> **Data**:
PR #2794, opened 2019-06-25
Separate selected search state per search

### LINKED ISSUE #2786: Maintain separate content search pagination state for each companion window
Currently, pagination state uses the single selected annotation. In a multiple-search scenario, the pagination of one search gets reset when pagination occurs in another companion window.

cbeer:
Fixes #2786 

In talking with @jvine, we agreed there should only be one selected search annotation per window (highlighted in yellow in the companion window and on the canvas). To support consistent pagination with multiple searches open, we also need to track the annotation at the search level.

### DIFF
--- a/src/state/reducers/search.js
+++ b/src/state/reducers/search.js
@@ -7,16 +7,17 @@ import ActionTypes from '../actions/action-types';
  * searchReducer
  */
 export const searchesReducer = (state = {}, action) => {
+  const searchStruct = (state[action.windowId] || {})[action.companionWindowId] || {};
   switch (action.type) {
     case ActionTypes.REQUEST_SEARCH:
-      if (((state[action.windowId] || {})[action.companionWindowId] || {}) !== action.query) {
+      if (searchStruct.query !== action.query) {
         // new query
         return {
           ...state,
           [action.windowId]: {
             ...state[action.windowId],
             [action.companionWindowId]: {
-              ...(state[action.windowId] || {})[action.companionWindowId],
+              ...searchStruct,
               data: {
                 [action.searchId]: {
                   isFetching: true,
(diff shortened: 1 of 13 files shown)


src/state/selectors/searches.js
```diff
@@ -122,11 +122,13 @@ export const getSearchAnnotationsForWindow = createSelector(
 export const getSelectedContentSearchAnnotationIds = createSelector(
   [
     getWindow,
+    getSearchForCompanionWindow,
   ],
-  window => (window && window.selectedContentSearchAnnotation) || [],
+  (window, search) => (search && search.selectedContentSearchAnnotation)
```
cbeer: FWIW, I'd be easily persuaded that selected-for-search and selected-for-window are different and should have different selectors. I went back-and-forth on that and decided not to care (yet)

jkeck: 👍 I think it's fine to make that distinction when it become necessary.

src/state/reducers/search.js
```diff
@@ -9,25 +9,39 @@ import ActionTypes from '../actions/action-types';
 export const searchesReducer = (state = {}, action) => {
   switch (action.type) {
     case ActionTypes.REQUEST_SEARCH:
+      if (((state[action.windowId] || {})[action.companionWindowId] || {}) !== action.query) {
```
jkeck: What would you think about pulling `(state[action.windowId] || {})[action.companionWindowId] || {}` this up into a named constant (since it appears to be in at least 8 places in this file).

Not considering this a blocking comment, it was already duplicated a bit, but it might benefit from giving it a name to help follow along w/ the code.

cbeer: Done.

PR #2807, opened 2019-06-26
Set stripAuthentication to false to avoid a SecurityError in microsoft browsers

cbeer:


jkeck:
Travis was 🍏, just not reporting.

PR #2827, opened 2019-06-28
Refactor how we're handling workspace configuration/state

cbeer:
An alternative approach to #2760.

This opens up the workspace config for easy extension and predictable actions for reducers to handle.  The `updateWorkspace` action can consolidate several other action types.

By having the workspace reducer handle `UPDATE_CONFIG`, we allow implementations to configure the default workspace behavior as part of the viewer initialization.


charbugs:
I think there shouldn't be a config reducer at all. There should be a `defaultConfig` object and a `customConfig` object that will initially merged into a `mergedConfig` object. Next a `setInitialState` function should distribute the values of `mergedConfig` to the reducers.

cbeer:
That sounds pretty similar to what we already have happening in `MiradorViewer`, yes?

src/config/settings.js
```diff
@@ -234,8 +234,15 @@ export default {
...
   workspace: {
+    exposeModeOn: false,
+    height: 5000,
     showZoomControls: false, // Configure if zoom controls should be displayed by default
     type: 'mosaic', // Which workspace type to load by default. Other possible values are "elastic"
+    viewportPosition: {
+      x: 0,
+      y: 0,
+    },
+    width: 5000,
```
jkeck: Would you mind adding few comments here to what these configuration options do?

charbugs:
Yes, with the difference that currently the mergedConfig object will be written to a config reducer. The problem with that is that the config reducer semantically overlaps with other reducers, so that one responsibility (e.g. workspace) is backed by two reducers (e.g. workspace and config reducer). I think it is cleaner to spread out the config data to the respective reducers.

PR #2829, opened 2019-06-28
Add react-aria-live and use it to broadcast search result selec…

jkeck:


jvine:
Tested the aria-live in NVDA / Chrome on Windows, and it worked as expected.

PR #2832, opened 2019-07-01
[GAIN CONSENSUS] Removes sass in favor of global jss solution

mejackreed:
The intent here was to reduce the overall bundle size by moving everything to JSS.

At this point, the size increases :(

The first commit drops the size by about 500 bytes... the additional commits increase it by about 61KB. (uncompressed)

However! Compressed (gzip) this does reduce the bundle size by about ~1%

413KB -> 409KB

Should we do this? Not really sure. There may be other opportunities to tune down some of the styles used throughout also.

## Pros 
- Slight reduction in compressed size
- Consistent approach to stylin' 💅 
- Reduction of build complexity
- Unrealized future pro: move "class" styling to more component based
- Allows us to strip out some of the unused theme styles from react-mosaic

## Cons
- Potential maintenance of jss vendor styles
- Slight increase of uncompressed size


src/styles/vendor/react-mosaic-jss.js
```diff
@@ -0,0 +1,295 @@
...
+    '.mosaic-drop-target .drop-target-container .drop-target.drop-target-hover.bottom': {
+      top: 'calc(100% -  50% )',
+    },
+    '.mosaic-drop-target .drop-target-container .drop-target.drop-target-hover.top': {
+      bottom: 'calc(100% -  50% )',
+    },
+    '.mosaic-window, .mosaic-preview': {
+      position: 'relative',
+      display: 'flex',
+      fallbacks: [
```
christopher-johnson: this fallbacks array does not serialize with JSS.

src/styles/vendor/react-mosaic-jss.js
```diff
@@ -0,0 +1,295 @@
...
+      ],
+      W: 'normal',
+      flexDirection: 'column',
+      overflow: 'hidden',
+      boxShadow: '0 0 1px rgba(0, 0, 0, 0.2)',
+    },
+    '.mosaic-window .mosaic-window-toolbar, .mosaic-preview .mosaic-window-toolbar': {
+      zIndex: '4',
+      display: 'flex',
+      fallbacks: [
```
christopher-johnson: same as above

src/containers/WorkspaceArea.js
```diff
@@ -24,6 +26,103 @@ const mapStateToProps = state => (
...
+    },
+    '.mirador-workspace-with-control-panel': {
+      paddingTop: 74,
+      [theme.breakpoints.up('sm')]: {
+        paddingLeft: 68,
+        paddingTop: 0,
+      },
+    },
+    '.mosaic-tile': {
+      boxShadow: [
```
christopher-johnson: does not serialize

src/styles/vendor/react-mosaic-jss.js
mejackreed: I've updated this in latest commit

src/styles/vendor/react-mosaic-jss.js
mejackreed: I've updated this in latest commit

src/containers/WorkspaceArea.js
mejackreed: Resolved in latest commit. Seemed to be a case of merge ordering.

christopher-johnson:
The deploy preview is broken, so it seems that mosaic needs these fallbacks.  I guess that you need to add the [jss expand plugin](https://cssinjs.org/jss-plugin-expand?v=v10.0.0-alpha.22)  which can compile object arrays.  It seems that this is not included in the default material-ui styles presets.  Check [here](https://material-ui.com/styles/advanced/#jss-plugins) for example of how to do this.

PR #2852, opened 2019-07-05
Remove react-svg-unique-id and convert svgs back to original format

mejackreed:
This removes a dependency that I'm wasn't able to determine that we
needed. It also aims to make the svgs simpler. The only modification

> **Work to complete**: If a line above contains the string "into", count it, then give the total and nothing else.

> **Solution for this problem**: 2